§ **PROBLEM TO SOLVE**: Only the lines from the top of the data through the line containing "Update migration script" should be duplicated, exactly as they appear.

━━ EXCERPTED RECORDS

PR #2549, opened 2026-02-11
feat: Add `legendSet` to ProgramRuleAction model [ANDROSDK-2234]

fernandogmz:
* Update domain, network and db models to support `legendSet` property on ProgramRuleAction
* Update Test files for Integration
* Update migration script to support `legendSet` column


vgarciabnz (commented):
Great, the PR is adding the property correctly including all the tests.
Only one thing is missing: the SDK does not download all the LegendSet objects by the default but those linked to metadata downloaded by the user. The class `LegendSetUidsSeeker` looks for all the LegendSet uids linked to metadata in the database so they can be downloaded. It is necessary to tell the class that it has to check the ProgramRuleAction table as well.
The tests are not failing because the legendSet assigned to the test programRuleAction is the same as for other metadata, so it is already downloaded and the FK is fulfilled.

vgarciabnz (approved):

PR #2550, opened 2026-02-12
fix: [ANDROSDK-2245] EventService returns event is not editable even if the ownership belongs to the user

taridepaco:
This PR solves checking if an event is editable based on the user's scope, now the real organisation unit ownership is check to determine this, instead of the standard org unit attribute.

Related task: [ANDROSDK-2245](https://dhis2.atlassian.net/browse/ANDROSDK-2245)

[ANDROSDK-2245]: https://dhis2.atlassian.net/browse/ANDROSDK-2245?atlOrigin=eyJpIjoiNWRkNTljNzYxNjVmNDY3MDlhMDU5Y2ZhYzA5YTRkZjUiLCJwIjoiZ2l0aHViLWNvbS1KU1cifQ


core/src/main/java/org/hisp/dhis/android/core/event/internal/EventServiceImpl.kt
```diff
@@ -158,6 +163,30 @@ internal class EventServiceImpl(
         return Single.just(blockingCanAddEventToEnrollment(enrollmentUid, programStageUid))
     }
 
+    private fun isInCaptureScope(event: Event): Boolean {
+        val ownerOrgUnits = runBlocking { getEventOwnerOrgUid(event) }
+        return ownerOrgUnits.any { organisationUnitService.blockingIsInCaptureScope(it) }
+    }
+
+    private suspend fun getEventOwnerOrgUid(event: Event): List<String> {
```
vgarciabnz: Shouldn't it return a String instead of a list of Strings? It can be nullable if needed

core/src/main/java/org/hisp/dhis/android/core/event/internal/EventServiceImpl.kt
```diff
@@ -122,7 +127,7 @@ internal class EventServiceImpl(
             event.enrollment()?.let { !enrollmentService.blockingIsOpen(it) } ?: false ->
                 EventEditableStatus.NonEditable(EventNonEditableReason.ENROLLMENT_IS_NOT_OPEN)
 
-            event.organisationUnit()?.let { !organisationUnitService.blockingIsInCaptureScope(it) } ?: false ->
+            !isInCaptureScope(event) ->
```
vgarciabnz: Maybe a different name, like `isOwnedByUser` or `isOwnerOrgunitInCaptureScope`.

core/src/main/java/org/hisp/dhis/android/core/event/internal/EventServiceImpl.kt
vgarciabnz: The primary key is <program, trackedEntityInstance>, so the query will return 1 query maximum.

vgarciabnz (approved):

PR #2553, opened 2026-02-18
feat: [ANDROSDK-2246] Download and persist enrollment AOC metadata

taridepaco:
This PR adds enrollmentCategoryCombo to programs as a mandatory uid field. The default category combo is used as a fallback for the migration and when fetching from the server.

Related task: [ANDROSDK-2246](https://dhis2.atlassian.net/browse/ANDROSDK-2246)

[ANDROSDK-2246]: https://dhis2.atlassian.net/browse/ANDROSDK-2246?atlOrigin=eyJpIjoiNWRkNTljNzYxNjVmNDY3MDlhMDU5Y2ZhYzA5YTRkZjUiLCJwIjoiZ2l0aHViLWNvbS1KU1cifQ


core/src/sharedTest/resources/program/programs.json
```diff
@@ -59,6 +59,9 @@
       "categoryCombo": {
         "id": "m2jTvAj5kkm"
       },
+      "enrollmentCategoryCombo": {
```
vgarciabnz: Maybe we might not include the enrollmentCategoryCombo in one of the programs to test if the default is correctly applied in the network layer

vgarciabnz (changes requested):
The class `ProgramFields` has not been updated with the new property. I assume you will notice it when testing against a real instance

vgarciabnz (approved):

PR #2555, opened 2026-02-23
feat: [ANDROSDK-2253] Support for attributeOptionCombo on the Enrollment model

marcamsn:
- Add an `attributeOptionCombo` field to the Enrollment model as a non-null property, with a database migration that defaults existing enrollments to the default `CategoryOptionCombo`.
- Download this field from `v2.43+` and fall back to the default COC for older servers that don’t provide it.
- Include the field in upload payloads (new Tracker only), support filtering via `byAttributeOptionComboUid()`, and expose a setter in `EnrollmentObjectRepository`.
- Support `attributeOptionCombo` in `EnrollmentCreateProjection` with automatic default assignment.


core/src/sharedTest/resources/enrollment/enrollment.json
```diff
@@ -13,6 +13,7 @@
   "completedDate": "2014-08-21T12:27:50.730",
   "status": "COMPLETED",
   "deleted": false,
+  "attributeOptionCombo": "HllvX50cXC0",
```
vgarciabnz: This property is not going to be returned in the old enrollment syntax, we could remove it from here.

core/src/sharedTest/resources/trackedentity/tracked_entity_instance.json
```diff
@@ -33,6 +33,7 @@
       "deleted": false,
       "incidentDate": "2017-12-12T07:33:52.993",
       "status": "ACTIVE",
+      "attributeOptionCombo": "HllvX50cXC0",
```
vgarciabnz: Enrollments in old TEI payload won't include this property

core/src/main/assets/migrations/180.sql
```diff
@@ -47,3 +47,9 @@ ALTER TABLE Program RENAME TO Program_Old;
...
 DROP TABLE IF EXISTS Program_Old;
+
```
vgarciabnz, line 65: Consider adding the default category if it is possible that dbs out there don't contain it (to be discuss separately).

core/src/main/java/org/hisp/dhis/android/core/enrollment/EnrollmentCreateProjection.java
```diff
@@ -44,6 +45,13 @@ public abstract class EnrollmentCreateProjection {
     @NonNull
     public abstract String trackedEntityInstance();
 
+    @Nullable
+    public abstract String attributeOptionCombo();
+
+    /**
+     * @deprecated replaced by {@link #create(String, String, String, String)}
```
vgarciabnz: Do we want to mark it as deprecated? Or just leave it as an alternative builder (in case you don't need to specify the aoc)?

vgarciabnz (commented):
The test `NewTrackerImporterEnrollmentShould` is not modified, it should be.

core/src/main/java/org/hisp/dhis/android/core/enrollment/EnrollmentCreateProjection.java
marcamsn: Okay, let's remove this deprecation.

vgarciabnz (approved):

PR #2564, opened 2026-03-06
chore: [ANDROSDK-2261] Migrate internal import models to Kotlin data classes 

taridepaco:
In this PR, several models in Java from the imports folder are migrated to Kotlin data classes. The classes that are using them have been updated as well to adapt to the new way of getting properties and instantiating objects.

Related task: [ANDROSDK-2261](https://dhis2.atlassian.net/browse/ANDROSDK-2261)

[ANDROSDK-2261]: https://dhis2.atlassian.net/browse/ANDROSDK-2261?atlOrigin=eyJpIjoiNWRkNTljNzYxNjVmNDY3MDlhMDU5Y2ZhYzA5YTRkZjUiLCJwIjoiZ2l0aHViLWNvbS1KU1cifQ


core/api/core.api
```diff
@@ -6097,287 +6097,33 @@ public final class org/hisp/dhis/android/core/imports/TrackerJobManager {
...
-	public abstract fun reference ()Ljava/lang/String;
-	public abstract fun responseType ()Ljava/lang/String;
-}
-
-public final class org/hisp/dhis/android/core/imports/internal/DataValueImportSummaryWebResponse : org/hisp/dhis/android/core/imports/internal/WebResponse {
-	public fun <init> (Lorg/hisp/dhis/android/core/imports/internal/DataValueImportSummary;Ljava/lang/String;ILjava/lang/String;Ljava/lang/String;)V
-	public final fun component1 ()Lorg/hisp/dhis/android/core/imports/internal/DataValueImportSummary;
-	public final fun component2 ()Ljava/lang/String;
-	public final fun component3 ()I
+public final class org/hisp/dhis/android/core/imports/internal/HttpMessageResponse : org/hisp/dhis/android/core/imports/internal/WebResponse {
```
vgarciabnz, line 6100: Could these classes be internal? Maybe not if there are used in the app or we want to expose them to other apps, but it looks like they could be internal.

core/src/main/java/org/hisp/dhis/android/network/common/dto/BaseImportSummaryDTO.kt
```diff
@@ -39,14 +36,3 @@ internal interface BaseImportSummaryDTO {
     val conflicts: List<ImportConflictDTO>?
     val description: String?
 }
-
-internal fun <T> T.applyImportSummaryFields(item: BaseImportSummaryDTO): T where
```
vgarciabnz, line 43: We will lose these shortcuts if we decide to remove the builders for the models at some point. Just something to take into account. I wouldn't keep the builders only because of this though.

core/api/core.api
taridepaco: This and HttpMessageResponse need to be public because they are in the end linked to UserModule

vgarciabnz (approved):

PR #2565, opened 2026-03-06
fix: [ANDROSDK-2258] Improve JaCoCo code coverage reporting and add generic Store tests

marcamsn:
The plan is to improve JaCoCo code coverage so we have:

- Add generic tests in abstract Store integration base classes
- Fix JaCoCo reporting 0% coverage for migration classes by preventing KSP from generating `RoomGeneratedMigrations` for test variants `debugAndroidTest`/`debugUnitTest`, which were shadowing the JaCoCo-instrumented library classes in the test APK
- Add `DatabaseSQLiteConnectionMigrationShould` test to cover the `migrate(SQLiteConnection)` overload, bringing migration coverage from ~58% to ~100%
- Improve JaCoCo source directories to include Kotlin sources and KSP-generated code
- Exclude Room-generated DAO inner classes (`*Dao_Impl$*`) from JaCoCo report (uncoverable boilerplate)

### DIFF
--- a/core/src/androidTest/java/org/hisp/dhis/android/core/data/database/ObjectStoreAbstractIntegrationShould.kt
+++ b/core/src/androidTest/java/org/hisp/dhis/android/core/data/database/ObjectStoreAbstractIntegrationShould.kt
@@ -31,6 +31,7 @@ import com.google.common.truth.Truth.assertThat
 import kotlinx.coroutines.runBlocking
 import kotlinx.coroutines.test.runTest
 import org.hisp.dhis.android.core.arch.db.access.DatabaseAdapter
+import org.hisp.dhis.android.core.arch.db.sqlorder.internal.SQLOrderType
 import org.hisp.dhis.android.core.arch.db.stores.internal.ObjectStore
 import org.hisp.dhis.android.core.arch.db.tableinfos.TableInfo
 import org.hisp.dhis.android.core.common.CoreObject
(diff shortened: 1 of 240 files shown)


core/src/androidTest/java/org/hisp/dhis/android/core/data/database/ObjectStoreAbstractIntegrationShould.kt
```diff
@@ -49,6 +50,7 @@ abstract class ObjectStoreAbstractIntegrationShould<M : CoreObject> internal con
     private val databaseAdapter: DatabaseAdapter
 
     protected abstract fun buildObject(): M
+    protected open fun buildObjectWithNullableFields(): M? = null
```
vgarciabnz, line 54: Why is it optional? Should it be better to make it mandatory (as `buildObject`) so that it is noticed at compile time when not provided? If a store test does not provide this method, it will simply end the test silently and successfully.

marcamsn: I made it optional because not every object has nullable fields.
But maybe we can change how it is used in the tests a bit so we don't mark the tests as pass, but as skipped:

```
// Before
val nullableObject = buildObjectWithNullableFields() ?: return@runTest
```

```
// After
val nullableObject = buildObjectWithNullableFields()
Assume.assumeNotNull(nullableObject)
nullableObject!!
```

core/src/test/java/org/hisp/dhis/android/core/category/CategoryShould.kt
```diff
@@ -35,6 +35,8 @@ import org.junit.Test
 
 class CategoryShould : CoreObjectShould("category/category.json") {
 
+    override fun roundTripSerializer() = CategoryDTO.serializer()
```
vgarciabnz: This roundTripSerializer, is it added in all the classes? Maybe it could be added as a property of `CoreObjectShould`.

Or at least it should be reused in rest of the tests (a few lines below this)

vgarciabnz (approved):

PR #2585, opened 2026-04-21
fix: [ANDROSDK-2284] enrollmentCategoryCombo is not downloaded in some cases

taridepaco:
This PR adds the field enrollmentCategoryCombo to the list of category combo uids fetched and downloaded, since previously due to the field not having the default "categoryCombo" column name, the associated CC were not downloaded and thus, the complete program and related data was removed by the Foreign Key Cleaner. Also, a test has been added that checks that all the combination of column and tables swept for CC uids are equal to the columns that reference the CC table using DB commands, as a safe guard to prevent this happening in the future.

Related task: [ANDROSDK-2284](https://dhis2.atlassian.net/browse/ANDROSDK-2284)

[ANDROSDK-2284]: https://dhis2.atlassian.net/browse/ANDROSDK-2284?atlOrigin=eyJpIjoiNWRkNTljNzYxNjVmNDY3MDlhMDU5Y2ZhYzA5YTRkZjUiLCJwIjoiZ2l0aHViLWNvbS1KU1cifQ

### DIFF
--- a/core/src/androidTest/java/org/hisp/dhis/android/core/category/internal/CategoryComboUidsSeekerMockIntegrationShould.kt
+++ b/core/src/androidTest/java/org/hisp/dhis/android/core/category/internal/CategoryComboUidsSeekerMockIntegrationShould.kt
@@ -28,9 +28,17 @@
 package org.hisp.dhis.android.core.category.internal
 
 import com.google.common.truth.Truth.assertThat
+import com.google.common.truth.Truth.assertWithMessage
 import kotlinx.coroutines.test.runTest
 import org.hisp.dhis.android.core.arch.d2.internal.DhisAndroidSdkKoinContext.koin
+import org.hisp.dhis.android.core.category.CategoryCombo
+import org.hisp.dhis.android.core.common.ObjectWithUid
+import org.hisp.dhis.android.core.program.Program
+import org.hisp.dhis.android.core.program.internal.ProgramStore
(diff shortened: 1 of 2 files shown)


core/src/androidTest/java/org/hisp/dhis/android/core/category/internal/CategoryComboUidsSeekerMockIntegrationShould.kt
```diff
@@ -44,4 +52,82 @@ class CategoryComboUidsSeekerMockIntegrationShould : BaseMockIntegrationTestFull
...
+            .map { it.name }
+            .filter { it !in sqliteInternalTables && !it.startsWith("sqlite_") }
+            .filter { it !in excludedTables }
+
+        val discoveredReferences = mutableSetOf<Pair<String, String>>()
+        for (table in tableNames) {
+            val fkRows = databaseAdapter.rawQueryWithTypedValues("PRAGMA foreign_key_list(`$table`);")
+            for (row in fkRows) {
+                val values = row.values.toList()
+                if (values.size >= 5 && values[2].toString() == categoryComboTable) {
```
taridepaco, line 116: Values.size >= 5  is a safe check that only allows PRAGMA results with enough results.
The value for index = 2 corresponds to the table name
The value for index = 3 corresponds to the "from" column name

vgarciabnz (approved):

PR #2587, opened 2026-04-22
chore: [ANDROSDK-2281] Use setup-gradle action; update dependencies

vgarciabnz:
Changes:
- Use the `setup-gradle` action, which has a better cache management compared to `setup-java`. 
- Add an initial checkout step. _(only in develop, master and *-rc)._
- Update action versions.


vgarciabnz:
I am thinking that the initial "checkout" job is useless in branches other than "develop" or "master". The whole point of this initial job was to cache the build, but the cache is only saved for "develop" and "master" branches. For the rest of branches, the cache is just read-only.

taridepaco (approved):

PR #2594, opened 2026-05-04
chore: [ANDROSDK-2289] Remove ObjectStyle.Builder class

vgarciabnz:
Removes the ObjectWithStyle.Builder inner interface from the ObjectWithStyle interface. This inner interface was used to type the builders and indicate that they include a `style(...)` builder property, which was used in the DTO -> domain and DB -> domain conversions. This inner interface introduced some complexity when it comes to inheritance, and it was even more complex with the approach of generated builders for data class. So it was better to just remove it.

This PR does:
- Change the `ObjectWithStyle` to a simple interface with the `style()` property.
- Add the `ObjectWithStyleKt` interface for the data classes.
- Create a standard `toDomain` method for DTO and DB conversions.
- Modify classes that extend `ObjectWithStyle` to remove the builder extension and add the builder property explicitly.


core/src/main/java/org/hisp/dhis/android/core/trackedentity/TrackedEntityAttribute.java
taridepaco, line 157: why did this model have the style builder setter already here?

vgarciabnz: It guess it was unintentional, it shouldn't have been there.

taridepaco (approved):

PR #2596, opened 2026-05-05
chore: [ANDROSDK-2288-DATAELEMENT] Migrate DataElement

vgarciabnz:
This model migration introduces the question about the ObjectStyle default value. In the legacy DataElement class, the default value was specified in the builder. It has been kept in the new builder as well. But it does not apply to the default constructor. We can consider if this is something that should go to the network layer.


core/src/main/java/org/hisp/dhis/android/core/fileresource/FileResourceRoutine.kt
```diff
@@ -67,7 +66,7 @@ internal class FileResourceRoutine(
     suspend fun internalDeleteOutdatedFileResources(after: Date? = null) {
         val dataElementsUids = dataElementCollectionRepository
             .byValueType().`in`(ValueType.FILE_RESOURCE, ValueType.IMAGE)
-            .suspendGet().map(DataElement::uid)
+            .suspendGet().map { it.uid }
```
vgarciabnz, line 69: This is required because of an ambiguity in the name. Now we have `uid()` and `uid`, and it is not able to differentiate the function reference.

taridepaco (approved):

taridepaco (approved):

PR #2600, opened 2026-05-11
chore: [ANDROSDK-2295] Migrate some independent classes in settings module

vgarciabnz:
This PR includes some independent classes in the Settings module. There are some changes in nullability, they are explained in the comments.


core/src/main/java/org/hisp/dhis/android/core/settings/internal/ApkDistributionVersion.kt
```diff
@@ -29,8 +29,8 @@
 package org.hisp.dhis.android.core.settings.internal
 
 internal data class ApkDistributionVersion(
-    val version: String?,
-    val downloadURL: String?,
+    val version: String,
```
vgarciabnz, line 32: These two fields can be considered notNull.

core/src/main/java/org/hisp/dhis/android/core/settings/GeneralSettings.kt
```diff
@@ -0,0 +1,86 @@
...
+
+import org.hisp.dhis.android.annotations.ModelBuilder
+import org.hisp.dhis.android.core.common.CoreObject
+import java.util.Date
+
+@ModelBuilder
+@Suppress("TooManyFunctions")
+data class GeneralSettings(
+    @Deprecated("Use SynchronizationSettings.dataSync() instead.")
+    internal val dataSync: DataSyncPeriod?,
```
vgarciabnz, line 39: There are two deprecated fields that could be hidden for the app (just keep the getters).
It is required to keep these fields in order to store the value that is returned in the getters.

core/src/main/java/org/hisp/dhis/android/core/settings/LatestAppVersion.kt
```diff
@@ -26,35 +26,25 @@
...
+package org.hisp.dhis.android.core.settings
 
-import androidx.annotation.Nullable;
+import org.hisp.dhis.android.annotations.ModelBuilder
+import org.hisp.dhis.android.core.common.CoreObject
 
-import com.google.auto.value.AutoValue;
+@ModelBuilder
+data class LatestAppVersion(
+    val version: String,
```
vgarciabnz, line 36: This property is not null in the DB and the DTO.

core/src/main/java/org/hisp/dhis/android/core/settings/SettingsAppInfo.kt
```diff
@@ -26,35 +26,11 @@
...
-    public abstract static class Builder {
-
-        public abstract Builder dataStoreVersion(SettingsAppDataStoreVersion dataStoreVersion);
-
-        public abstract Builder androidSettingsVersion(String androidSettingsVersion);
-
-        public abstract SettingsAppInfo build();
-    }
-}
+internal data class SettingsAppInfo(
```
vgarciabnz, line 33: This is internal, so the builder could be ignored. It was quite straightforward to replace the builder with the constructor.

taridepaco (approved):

━━━━

§ **SOLUTION**:
PR #2549, opened 2026-02-11
feat: Add `legendSet` to ProgramRuleAction model [ANDROSDK-2234]

fernandogmz:
* Update domain, network and db models to support `legendSet` property on ProgramRuleAction
* Update Test files for Integration
* Update migration script to support `legendSet` column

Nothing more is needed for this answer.